Elle expose que le bail signé le 11 juillet 2024, produit en original, portait sur le logement F4 situé à l’étage et non sur le logement F3 du rez-de-chaussée, que le juge des référés ne peut pas examiner la cause du contrat, que le contrat de bail produit par l’appelante est raturé, surchargé de correcteur et a été obtenu par contrainte et menaces auprès de la gérante de la SCI, que les faits de violence relèvent de la compétence du juge du fond et que le juge des référés a exactement relevé l’existence d’une contestation sérieuse.

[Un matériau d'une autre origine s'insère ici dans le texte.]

PR #337, opened 2021-03-12
D8UN-369

soda736:
Updating the regex for publication file links. After the latest database update some of the publications are now wrapped in a `<p>` so changing the 1st part to look for 1,3 letters rather than 2,3.


DuttonMa (approved):
Looks good to me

L’ordonnance de clôture a été rendue le 11 septembre 2025.
MOTIFS DE LA DECISION
Sur la demande en référé
Selon l’article 834 du code de procédure civile, dans tous les cas d’urgence, le juge des contentieux de la protection dans les limites de sa compétence, peut ordonner en référé toutes les mesures qui ne se heurtent à aucune contestation sérieuse ou que justifie l’existence d’un différend.
Selon l’article 835 du code de procédure civile, il peut toujours, même en présence d’une contestation sérieuse, prescrire en référé les mesures conservatoires ou de remise en état qui s’imposent, soit pour prévenir un dommage imminent, soit pour faire cesser un trouble manifestement illicite.
En l’espèce, si les demandes de l’appelante sont fondées sur un contrat de bail portant sur un logement de type F3 situé au rez-de-chaussée sis [Adresse 1] daté du 11 juillet 2024, il est constaté qu’elle ne produit qu’une photocopie de ce document alors que l’intimée verse aux débats l’exemplaire original du même contrat, portant des traces de correcteurs blanc et des ajouts manuscrits sur les mentions relatives à la désignation du logement, la composition du logement, la surface habitable et le montant du loyer. La SCI produit également des attestations faisant état de menaces et pressions exercées par l’appelante sur sa gérante, Mme [T], pour obtenir la modification du contrat visant à remplacer le logement F4 initialement convenu par le logement F3.
Le premier juge a exactement dit que l’examen de la validité du contrat de bail quant à l’existence ou non de vice du consentement relève des pouvoirs du juge du fond, et il en est de même de la détermination de l’objet du contrat sur lequel se sont entendues les parties. Il s’ensuit qu’il a justement relevé l’existence d’une contestation sérieuse et dit n’y avoir lieu à référé. Il a tout aussi pertinemment dit qu’il n’y avait pas de trouble illicite, qui n’est d’ailleurs par invoqué par l’appelante.
En conséquence l’ordonnance est confirmée en toutes ses dispositions.
Sur l’article 700 du code de procédure civile et les dépens
Les dispositions de l’ordonnance sur les frais irrépétibles et les dépens sont confirmées.
L’appelante, partie perdante, est condamnée aux dépens d’appel et à verser à l’intimée la somme de 1.500 euros au titre de l’article 700 du code de procédure civile. Elle est déboutée de sa demande de ce chef.
PAR CES MOTIFS :
LA COUR, statuant par arrêt contradictoire, prononcé publiquement par mise à disposition au greffe, conformément aux dispositions de l’article 450 alinéa 2 du code de procédure civile,
CONFIRME l’ordonnance déférée en toutes ses dispositions ;
CONDAMNE Mme [S] [U] aux dépens d’appel ;
CONDAMNE Mme [S] [U] à verser à la SCI Valkyrie la somme de 1.500 euros au titre de l’article 700 du code de procédure civile ;
DEBOUTE Mme [S] [U] de sa demande au titre de l’article 700 du code de procédure civile.